Iron Sharpening Iron: The Forge of True Friendship
The Proverb declares: "Iron sharpeneth iron; so a man sharpeneth the countenance of his friend." Scripture offers luminous examples of such refining friendships—David and Jonathan bound by covenant love, Ruth and Naomi sustaining each other through loss, Paul and Timothy united in Gospel labor, and our Lord Jesus with the Bethany sisters Martha and Mary.
Classical antiquity understood friendship's transformative power. The Greeks and Romans witnessed friendships that shaped both statecraft and individual virtue—Scipio and Laelius, Cicero and Atticus, Achilles and Patroclus. Even Socrates' school functioned as a circle of friends rather than mere disciples. Shakespeare captured multiple archetypes of this noble bond.

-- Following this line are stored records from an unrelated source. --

PR #336, opened 2026-08-13
fix: an unreadable session state renders as nothing, exactly like a healthy idle one

ksarma:
## The gap

The status pips speak two words: working (gold dot) and awaiting-bg (straw dot). Every other session state renders as **nothing** — including states the kernel has read and knows (a session whose latest state record is `waiting` draws no pip at all). A knowable state encoded as a blank is indistinguishable from a rendering hole, which is exactly how a real rendering bug hid on a fork for a while. The sessions pane is worse: its dot is working-only, so the same session shows a straw dot on the feed and nothing in the pane beside it.

## The fix

`build_feed` emits the other two quarters of a **total partition**: `ready` (alive and quiet — live state read, nothing running) and `stateUnknown` (listed while the live state could not be read). Every session the feed lists lands in exactly one of the four lists. All three surfaces — feed, sessions pane, chat tab strip — render the four states explicitly:

- working — gold dot (unchanged)
- awaiting-bg — straw dot (unchanged)
- ready/idle — a **hollow steel ring** (hollow = at rest, filled = active)
- state unknown — an **explicit gray ring** (fail loudly: no-information renders as itself, never as an empty spot)

Each pip explains itself on hover. The tab strip's ladder keeps the OPENING pulse as its own branch, and states with their own designed treatments (blocked's dashed ring, compacting's bar, closed's strikethrough) deliberately keep them — the pip encodes turn state, not an attention taxonomy.

**Degradation is deliberate:** a bare name is reserved for payloads that predate the lists. An old kernel — including an old *remote* kernel in a federated merge, whose sessions ride in none of the lists (federation concatenates `ready`/`stateUnknown` per host like `working`/`awaiting`) — keeps today's look instead of reading falsely as "unknown".

## Tests

`tests/test_feed_status_lists.py` (partition totality, `hideFromFeed` parity with the cards, old-payload degradation), `tests/test_tab_strip_pips.py` (the ladder, and the mobile scrape contract that reads `.tab-dot.await`), `ui/webview/feed-status-pips.test.ts` (dotFor ranking, retint-in-place on re-render, the federation ride-along). The two existing pins that quoted the old dot code (`awaiting-state.test.ts`, `provisional.test.ts`) follow it. Extension suite: 1881/1881, typecheck clean.

Running on a fork since 2026-08-09 (the tab strip since 2026-08-10); the empty-pip reports stopped with it.

### DIFF
--- a/kernel/kernel.py
+++ b/kernel/kernel.py
@@ -15215,6 +15215,27 @@ def _boundary_clear_notices(alive):
     return out
 
 
+def _state_unknown_names(alive, tmux, working, awaiting):
+    """Sessions the feed LISTS but whose live state it could not read — no row in the merged live
+    map (e.g. the headless file-derived fallback). The client draws these a gray ring, so a blank
+    pip goes back to meaning exactly one thing: alive and quiet.
+
+    Without this list the two cases are the same nothing, which is how a rendering hole hid: a
+    session whose state was unreadable looked identical to one that was simply idle. Working and
+    awaiting sessions are excluded by construction — their state was read. Mirrors build_feed's own
+    filters, so a hideFromFeed session is in no list, matching its absence from the cards."""
+    out = []
+    for s in alive:
+        if _session_flag(s["sid"], "hideFromFeed"):
+            continue
+        nm = s["name"]
+        if nm in working or nm in awaiting:
+            continue                                  # state read: it is working or awaiting
+        if tmux.get(s["sid"]) is None:
+            out.append(nm)
+    return out
+
+
 def build_feed(now, tmux=None):
     """The {type:"feed"} message the tuned feed.js bundle consumes (ui-parity.md: feed = ADAPT).
     Goals map onto the AskItem/AskTreeNode shape the render already speaks: the goal tree IS the
@@ -16016,6 +16037,9 @@ def build_feed(now, tmux=None):
         _a["notify"] = True if _notify_card_effective(_ncards, _a["itemId"], str(_a.get("sid") or "")) else None
     return {"type": "feed", "asks": asks, "now": now,
             "working": working, "awaiting": awaiting,   # awaiting = idle-but-waiting-on-bg-work names → straw dot (the user 2026-07-13)
+            # listed-but-unreadable names → an explicit gray ring, so a BLANK pip means "alive and
+            # quiet" and nothing else (see _state_unknown_names)
+            "stateUnknown": _state_unknown_names(alive, tmux, working, awaiting),
             # session name -> live judge-classified SERVICE descs (a dev server the session keeps around;
             # _bg_split) → the grouped-mode session header's neutral chip, never a waiting state (2026-07-24)
             "bgServices": bg_services,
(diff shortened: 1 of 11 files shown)


henrypinkard:
Design call after looking at this: a pip should mark something happening or something wrong, and no pip should keep meaning "alive and quiet". Concretely:

- Drop the ready ring on all three surfaces. A healthy idle session stays unmarked, and a blank goes back to meaning ready.
- Keep the existing working and background-work dots as they are.
- Keep the gray unreadable-state ring. That case is the real win of this PR: it is exactly where a blank used to hide breakage, and once it renders loudly, an unmarked session is trustworthy again.

Colors check out as they stand: #2b7fb8 is exactly --st-ready-bg and the timeline ready chip (BADGE in ui/romp-timeline-view.js), and #8a8a8a matches the network strip down-host gray (strip.ts:533). After the ready ring goes, the gray is the only new pip color; in styles.css reference the palette (a var, or a comment pointing at the strip gray) rather than a bare hex. The hardcoded values in feed.css and fleet-pane.css are fine since those sheets load standalone.

Wording nit for the same pass: a couple of the added comment lines use "the fleet" as a noun (ui/webview/fleet.ts and the new test). Say "the sessions" there; mechanical reuse of existing identifiers like FLEET_CSS is fine.

Tests will want the flip too: ready should assert no pip. Everything else read clean, thanks for the thorough coverage.

ksarma:
Took the design call — rebuilt as a single commit off current `main` with the ready ring gone.

**What changed from the first version**

- **Ready ring dropped** on all three surfaces, and the `ready` list is gone from the payload entirely. A quiet session needs no entry, and its absence is what a blank already says. A nice side effect: the old-kernel degradation worry disappears with it — a host too old to send `stateUnknown` contributes nothing, so its sessions stay blank rather than reading falsely as unknown. No special-casing needed.
- **Gray unreadable-state ring kept** — the case that was genuinely invisible.
- **`styles.css` names its source** for the gray (a comment pointing at the strip's down-host pick) instead of a bare hex; `feed.css` / `fleet-pane.css` keep literals since those sheets load standalone, per your note.
- **Wording fixed** — the added comments say "the sessions"; `FLEET_CSS`-style identifiers left alone. There's now a test asserting that, so it can't drift back.
- **Tests flipped**: a readable idle session asserts *no* pip and no `.ready` rule survives in any sheet.

**One thing I added, and the argument for it — say the word and I'll drop it**

The sessions pane now also draws the straw **awaiting** dot. That reads like scope creep against "keep the existing dots as they are", but it's the same principle you set: the feed has shown that dot since 2026-07-13 and this pane never did, so an awaiting session is blank *there* and reads as idle. A blank can't be trustworthy while a real state is still hiding behind it — the gray ring fixes one leak of that kind and this fixes the other. Happy to pull it into its own PR if you'd rather keep this one to exactly the unreadable case.

Verified: extension suite **1940 pass / 0 fail**, `tsc --noEmit` clean, `npm run build` clean, and the Python side green (`test_feed_status_lists.py`, `test_state_isolation_order.py`).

True friendship possesses distinct character: it is simple, manly, unreserved—neither weak nor exacting beyond human capacity. Faithfulness constitutes its greatest element. Friends learn from one another, form each other's character, bear mutual burdens, and supply what the other lacks. The ancients recognized three orders of friendship: the utilitarian (mere partnership), the pleasant, and the noble—pursued for virtue's sake alone.
Youth naturally forms friendships through similarity and mutual discovery. Yet friendship cannot be manufactured by will alone; it grows from shared tastes, reciprocal respect, and unexpected sympathy. A man may properly seek companions, knowing that his associations shape his becoming. We become, in degree, such as those with whom we dwell. The choice of friends, though partly beyond our control, remains partly within it.